Source information Start Marker

PR #1465, opened 2024-03-14
Rewrite Q8

hendrikmakait:


phofl:
Any estimate how large the difference is?

hendrikmakait:
Preliminary testing says that there might be none. From what I see, both versions saturate disk I/O though, so maybe that's our bottleneck.

hendrikmakait:
FWIW, we reduce the # of tasks by 1/3. 😅

hendrikmakait:
Closing as stale

PR #1471, opened 2024-03-16
Change join order in query 21

phofl:
this helps together with the PR that uses trivial merges in those cases


tests/tpch/dask_queries.py
```diff
@@ -1107,7 +1107,7 @@ def query_20(dataset_path, fs, scale):
         & (lineitem["l_shipdate"] < shipdate_to)
     ]
     res_1 = (
-        res_1.groupby(["l_partkey", "l_suppkey"])["l_quantity"]
```
fjetter, line 1110: I'm not too happy about manual fixes like this. I believe this is something the optimizer should figure out itself

hendrikmakait: I'd like to understand how this impacts the query runtime. I suspect it's based on cardinality? In that case, we'd have to put this on the list of things we'd like to do once we have cardinality estimates.

fjetter: ah, right. I thought this was about the stuff in https://github.com/dask/dask-expr/pull/946

hendrikmakait: I've reviewed the query, and it looks like you might be right, there's
```python
).merge(
        res_1,
        left_on=["ps_suppkey", "ps_partkey"],
        right_on=["l_suppkey", "l_partkey"],
    )
```
In that case, I agree with you. I'm a bit confused though, this does not appear in the current `main` yet it's not flagged as a change?

hendrikmakait: Never mind, this change is not actually part of Q21 but Q20.

crusaderky:
> the PR that uses trivial merges in those cases

@phofl for my understanding, could you link the PR?

hendrikmakait:
@crusaderky: https://github.com/dask/dask-expr/pull/946

PR #1473, opened 2024-03-18
[TPC-H] Default raise on Spark executor count change

### LINKED ISSUE #1449: [TPC-H] PySpark workloads are vulnerable to undetected worker loss

milesgranger:
Close #1449 

Default raise when Spark executor count changes during fixture use, with option to downgrade to a warning: `--ignore-spark-executor-count`.

### DIFF
--- a/tests/tpch/conftest.py
+++ b/tests/tpch/conftest.py
@@ -43,6 +43,12 @@ def pytest_addoption(parser):
         help="Name to use for run",
     )
     parser.addoption("--plot", action="store_true", default=False, help="")
+    parser.addoption(
+        "--ignore-spark-executor-count",
+        action="store_true",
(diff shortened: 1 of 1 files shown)


hendrikmakait (approved):
Thanks, @milesgranger, I love the additional option! <3

PR #1474, opened 2024-03-19
Add option to keep TPCH clusters alive after test

crusaderky:


milesgranger (approved):
I see it's still draft status, but if you don't plan on much/any more changes, you've got my green check!
Thanks, @crusaderky.

PR #1478, opened 2024-03-19
Fix memory issues for Spark

hendrikmakait:
Fixes OOM problems that led to inconsistent TPC-H benchmarks.

### DIFF
--- a/ci/requirements-2tpch-non-dask.in
+++ b/ci/requirements-2tpch-non-dask.in
@@ -10,5 +10,8 @@ grpcio==1.62.1
 grpcio-status==1.62.1
 protobuf==4.25.2
 
+# First version to be able to set memory factors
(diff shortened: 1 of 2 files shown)


ntabris:
Maybe it's coincidence that those are the numbers I used as an example, but just to be clear, I have no idea if those are good memory limit numbers.

hendrikmakait:
> Maybe it's coincidence that those are the numbers I used as an example, but just to be clear, I have no idea if those are good memory limit numbers.

Neither do I, but they make intuitive sense to me. Keep a 10% buffer between full memory utilization of a worker and the machine going OOM, and keep a bit more than 10% of that memory for the 10% of Spark overhead that's set per default.

milesgranger (approved):
Looks good for me, thanks @hendrikmakait!

PR #1482, opened 2024-03-19
Tag all tests using spans

crusaderky:
Spans are based on annotations, and annotations don't work with dask-expr.
However this caveat applies only to _nesting_ annotations in the layers - any annotations that are active when you hit compute/persist will be captured.

image
image

### DIFF
--- a/tests/tpch/conftest.py
+++ b/tests/tpch/conftest.py
@@ -206,6 +206,7 @@ def client(
     testrun_uid,
     cluster_kwargs,
     benchmark_time,
+    span,
     restart,
     scale,
     local,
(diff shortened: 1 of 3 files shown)


tests/tpch/conftest.py
```diff
@@ -119,40 +116,6 @@ def name(request, tmp_path_factory, worker_id):
...
-        else:
-            start = time.time()
-            yield
-            end = time.time()
-            test_run_benchmark.duration = end - start
-            test_run_benchmark.start = datetime.datetime.utcfromtimestamp(start)
-            test_run_benchmark.end = datetime.datetime.utcfromtimestamp(end)
-            test_run_benchmark.cluster_name = f"tpch-{module}-{scale}-{name}"
-
-    return _benchmark_time()
```
crusaderky, line 153: Needless copy-paste from `../conftest.py`

PR #1486, opened 2024-03-20
pip-compile tweaks for dependabot

crusaderky:
dependabot seems to ignore requirements.in files that contain the `-r` directive. This PR works around it.

Also bump up snowflake.


milesgranger (approved):
Thanks @crusaderky!

PR #1492, opened 2024-03-21
Fix pyspark local execution

milesgranger:
I've tried this with scale 5 and 10 data w/o trouble after verifying the current state is broken.

My machine has 65G so the logic gives  ~23G to executors, and have tried capping that to 5G per executor and it still worked. 

I somewhat arbitrarily assigned `n_executors = 2`, could very well be a single executor or something else. I'm not sure what might be preferred here by others.

### DIFF
--- a/tests/tpch/conftest.py
+++ b/tests/tpch/conftest.py
@@ -8,6 +8,7 @@ import warnings
 import coiled
 import dask
 import filelock
+import psutil
 import pytest
 import requests
 from dask.distributed import LocalCluster, performance_report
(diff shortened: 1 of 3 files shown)


fjetter:
I'm running on a M1 mac book and when I close most of my browser tabs and my IDE I have about 9.4GiB of available memory. When I initially executed this script, I essentially had almost no available memory and the `total_executor_memory_g` math produced negative values for me.
d)

fjetter:
Regardless of the settings. I tried a couple of different configs and this doesn't work for me. Even on scale1 I have a job that appears to be stuck

image


I get that spark may be slow but I don't believe that it can't handle 1GB locally.

milesgranger:
Ya, I'm slightly baffled. I was concentrating on scale 100 to get it running for the comparison. But now am experiencing a similar scenario on scales 1, 5, 10. Queries will fail, while on scale 100 all work fine. :face_exhaling: 

> 2024-04-03 10:12:43,053 - distributed.nanny.memory - WARNING - Worker tcp://127.0.0.1:35463 (pid=148634) exceeded 95% memory budget. Restarting...

This occurs on the lower scales for me, but again, not on scale 100.

PR #1499, opened 2024-03-28
Use `get_spark_cluster` to start spark cluster

fjetter:
There's a dedicated coiled API for launching a spark cluster on Coiled. This is mostly just a wrapper around the normal cluster but it is setting some networking config that allows us to access the dashboard.

There is also no reason to have the spark specific stuff in the general top level conftest

### DIFF
--- a/tests/tpch/conftest.py
+++ b/tests/tpch/conftest.py
@@ -3,16 +3,13 @@ import datetime
 import os
 import time
 import uuid
-import warnings
 
 import coiled
 import dask
 import filelock
 import pytest
-import requests
 from dask.distributed import LocalCluster, performance_report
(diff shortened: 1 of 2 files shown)


ntabris:
Unless you're using `_open_debug_ports` (which I'd recommend against), there's no difference from using a regular cluster (which I'd recommend).

fjetter:
> from using a regular cluster

I was having difficulties with connecting to the spark dashboard. I thought this was opening additional ports

ntabris:
> I was having difficulties with connecting to the spark dashboard. I thought this was opening additional ports

Not unless you pass `_open_debug_ports=True`.

If you're having trouble connecting to spark dashboard, it's probably some other issue... happy to look at this if you have more info or want to look together.

PR #1504, opened 2024-04-05
Update README for misaligned git tags

crusaderky:
I just wasted another overnight A/B run because of this.

This PR saves 30s when syncing the tags - which is to say, very very frequently. 
Hopefully if the operation is mechanical enough to do it will become automatic for developers.

It would be better to have a pre-commit action but that would take a lot more effort to write.


milesgranger (approved):
Nice, thanks @crusaderky! :pray:

PR #1490, opened 2024-03-21
couple of fixes for local tpch runs

fjetter:
A couple of fixes for getting this running locally again

I'm still struggling with pyspark 

https://github.com/coiled/dask-engineering/issues/248#issuecomment-2012029012

Closes https://github.com/coiled/benchmarks/issues/1496

PR #1505, opened 2024-04-08
Fix local pyspark for osx

fjetter:
This is a follow up from https://github.com/coiled/benchmarks/pull/1490 and supersedes https://github.com/coiled/benchmarks/pull/1492

It also changes the blocking call for spark from `show` to `collect`. Nothing changes really but we won't print the result. I think this is the closest there is to an ordinary `compute`

### DIFF
--- a/tests/tpch/conftest.py
+++ b/tests/tpch/conftest.py
@@ -205,12 +205,17 @@ def spark_setup(cluster, local):
 
     spark_dashboard: Url
     if local:
+        cluster.close()
         from pyspark.sql import SparkSession
 
         # Set app name to match that used in Coiled Spark
         spark = (
             SparkSession.builder.appName("SparkConnectServer")
+            .config("spark.driver.host", "127.0.0.1")
             .config("spark.driver.bindAddress", "127.0.0.1")
+            # By default, the driver is only allowed to use up to 1g of memory
+            # which causes it to crash when collecting results
+            .config("spark.driver.memory", "10g")
             .getOrCreate()
         )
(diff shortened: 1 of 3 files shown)


tests/tpch/conftest.py
```diff
@@ -205,12 +205,17 @@ def spark_setup(cluster, local):
...
     spark_dashboard: Url
     if local:
+        cluster.close()
         from pyspark.sql import SparkSession
 
         # Set app name to match that used in Coiled Spark
         spark = (
             SparkSession.builder.appName("SparkConnectServer")
+            .config("spark.driver.host", "127.0.0.1")
             .config("spark.driver.bindAddress", "127.0.0.1")
```
fjetter, line 215: Of course both configs have to be set. Because why not. This appears to be the reason for some jobs to timeout during collect (see https://github.com/coiled/benchmarks/pull/1492#issuecomment-2014849506)

tests/tpch/conftest.py
```diff
@@ -223,19 +228,21 @@ def spark_setup(cluster, local):
...
-    yield spark
+        df = spark.createDataFrame(
+            [
+                Row(a=1, b=2.0, c="string1"),
+            ]
+        )
+        df.show()
+        yield spark
+    finally:
+        spark.stop()
```
fjetter, line 245: just good hygiene. I'm not sure any longer if it is necessary but it feels like it shouldn't hurt

phofl (approved):
lgtm

PR #1510, opened 2024-04-24
[TPC-H] Configure temporary directory in `duckdb` for out-of-core processing

### LINKED ISSUE #1509: Is duckdb out-of-core processing properly enabled?
I just saw the great talk on Dask DataFrames 2.0 at PyData Berlin! I was a bit surprised that duckdb timed out for some of the queries. According to https://duckdb.org/docs/guides/performance/how_to_tune_workloads#larger-than-memory-workloads-out-of-core-processing, if you are not connected to a persistent duckdb database file, which I think is not the case based on the code in https://github.com/coiled/benchmarks/blob/63ca3c20cfd6c8352eebf880211e41a85793be32/tests/tpch/test_duckdb.py, you'd need to set a temporary directory so that duckdb can spill over to disk.

I'm not 100% if this is not set already somewhere else as I didn't dig through all the testing related code but thought you might want to know.

Related issues are #1488, #1214, and #1194.

hendrikmakait:
Closes #1509

### DIFF
--- a/tests/tpch/test_duckdb.py
+++ b/tests/tpch/test_duckdb.py
@@ -1,3 +1,8 @@
+import uuid
+from collections.abc import Iterator
+from contextlib import contextmanager
+from pathlib import Path
+
 import botocore.session
 import pytest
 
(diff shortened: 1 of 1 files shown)


ntabris:
This would be a temp directory on the VM? If so, I'd recommend doing something under `/scratch` so it uses NVMe if present.

hendrikmakait:
> This would be a temp directory on the VM? If so, I'd recommend doing something under `/scratch` so it uses NVMe if present.

Good point, I'll adjust the code to check if we're running on the cloud. I suppose we should create the temporary directory within the workspace of the Dask worker that runs the `coiled.function`?

ntabris:
> I suppose we should create the temporary directory within the workspace of the Dask worker that runs the coiled.function?

Yeah, that would work—dask worker workspace is already set to be in `/scratch`.

> Is there a way I can figure out when NVMe is present? Is it only specific instance types?

It's specific instance types on AWS, in particular, instance types with `d` in the family, such as `m6id` or `g4dn` (plus a few others, such as `g5` which does have NVMe).

hendrikmakait:
Closing as stale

Source information End Marker

About this task :: Exactly as they stand, set down the lines from the top of the data through the line with "fjetter, line 1110: I'm".

Output below ::
PR #1465, opened 2024-03-14
Rewrite Q8

hendrikmakait:


phofl:
Any estimate how large the difference is?

hendrikmakait:
Preliminary testing says that there might be none. From what I see, both versions saturate disk I/O though, so maybe that's our bottleneck.

hendrikmakait:
FWIW, we reduce the # of tasks by 1/3. 😅

hendrikmakait:
Closing as stale

PR #1471, opened 2024-03-16
Change join order in query 21

phofl:
this helps together with the PR that uses trivial merges in those cases


tests/tpch/dask_queries.py
```diff
@@ -1107,7 +1107,7 @@ def query_20(dataset_path, fs, scale):
         & (lineitem["l_shipdate"] < shipdate_to)
     ]
     res_1 = (
-        res_1.groupby(["l_partkey", "l_suppkey"])["l_quantity"]
```
fjetter, line 1110: I'm not too happy about manual fixes like this. I believe this is something the optimizer should figure out itself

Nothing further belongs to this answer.